But interestingly, we are also able to catch a glimpse of how game theory works in the realm of business.

Basics of Game Theory

There are many examples used to explain game theory. Perhaps the most famous of them is the prisoner’s dilemma. The example goes like this:

1) Two criminals get caught

2) Each is taken to a separate negotiating room with no chance of communicating with each other

3) Each is given a choice of confessing to their crime or denying it

4) However, each criminal is also informed that if he denies and his partner confesses, he would go to jail for 15 years while his partner would walk free

5) If they both deny, they would both go to jail for a year

6) If they both confess, they would both go to jail for 5 years

Under such circumstances, the outcomes that both criminals face can be mapped by the following diagram:

 Years in Prison for both criminals (Prisoner 1/Prisoner 2) Prisoner 2 confesses Prisoner 2 denies Prisoner 1 confesses 5 / 5 0 / 15 Prisoner 1 denies 15 / 0 1 / 1

Without being able to communicate with the other party, the most logical decision for both of them is to deny the charges and spend just a year in prison rather than risk spending the next 15 years holed up in a cell.

As we have established, like in the above, cooperating with your competitors might actually be the most logical decision rather than slugging it out in an attempt to eliminate other parties.

In Singapore, the telecommunication sector could be one where companies could use game theory to weigh their decisions.

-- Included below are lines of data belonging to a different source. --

PR #546, opened 2024-07-26
Auto detect JAVA_HOME on Linux

hahn80:
By tracking the link to javac we can find the actual path and set it to JAVA_HOME.


hahn80:
My black formatter seemed to make some unnecessary changes.

commands/java.py
```diff
@@ -48,6 +49,19 @@ def get_java_home():
         except CommandFailed:
             traceback.print_exc()
 
+    if is_linux():
+        try:
+            result = subprocess.run(
+                ["bash", "-c", "readlink -f $(which javac) | sed 's:/bin/javac::'"],
```
bsteffensmeier, line 55: This can be done in python without spawning a shell with `pathlib.Path(shutil.which("javac")).resolve().parents[1].as_posix()`. I would prefer we avoid spawning a shell unless we are doing something python can't easily do.

hahn80: That is a Pythonic way to do it. I will adjust the function based on your suggestion. Thanks for your review.

Makefile
```diff
@@ -0,0 +1,27 @@
...
+# Install target (optional, if you want to include it)
+install:
+	$(PYTHON) $(SETUP) install
+
+# Uninstall target (optional, if you want to include it)
+uninstall:
+	$(PYTHON) $(SETUP) uninstall
+
+.PHONY: all build clean install uninstall
+
```
ndjensen, line 27: I'd prefer if we didn't include the Makefile as I don't think @bsteffensmeier or myself will ever test or maintain it to make sure it still works.  Also I believe with newer versions of setuptools we're no longer supposed to call `python setup.py target` and this is one more thing we'd have to maintain as we shift away from that.

bsteffensmeier (approved):

ndjensen (changes requested):
Please remove the Makefile and .gitignore changes.

hahn80:
Thanks Nate.
I just removed the Makefile.
Hahn.

ndjensen (approved):

ndjensen:
Thanks for the contribution!

PR #551, opened 2024-08-26
Update threading checks to be compatible with Python 3.13

bsteffensmeier:
Python 3.13 is changing the way threading.active_count() works in sub-interpreters. In previous versions when no other threads in the interpreter are active then there is only 1 active thread. New in Python 3.13 the main thread if the main interpreter is included in the `active_count()` of sub-interpreters so there will always be 2 active threads. Since we check for active threads before ending the interpreter those checks are being updated for compatibility. The changes to Python that made this change necessary were made under python/cpython#114271. This problem was discovered in Python 3.13rc1 and the change has been verified in that version.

The local market is dominated by Singtel (SGX: Z74), Starhub (SGX: CC3) and M1 (SGX: B2F). To simplify the example, we can look at the decision making process if we only take into account the management of Singtel and Starhub. Every year, both managements might choose to raise prices or reduce prices. Given that there are implications to each decision, a hypothetical payoff table might look like this:

 Revenue Gain (Singtel / Starhub) Starhub raise prices Starhub reduce prices SingTel raise prices 5% / 5% -10% / 0% SingTel reduce prices 0% / -10% -5% / -5%

If both reduce prices, nothing will happen to their market share and they both face a drop in their revenue. If however, Singtel decides to raise prices but Starhub reduces its prices, Singtel might lose some customers to Starhub, resulting in a drop of 10% in revenue. Starhub on the other hand will not enjoy a rise in revenue as the increase in customer base is offset by the reduction in prices. From the table, it seems that the most reasonable action for both managements to take is to raise prices together, resulting in a gain in revenue for both parties.

Foolish Summary

The reason why using game theory to make a decision is different from price collusion is because each side is making a decision without knowledge of what the other party is going to do. Although the SingTel and Starhub example can be too simplistic, it  serves to bring home a very important point: Sometimes in business the most logical decision is not to destroy your competition, but rather to match each other in strategy to ensure the survival and prosperity of both companies.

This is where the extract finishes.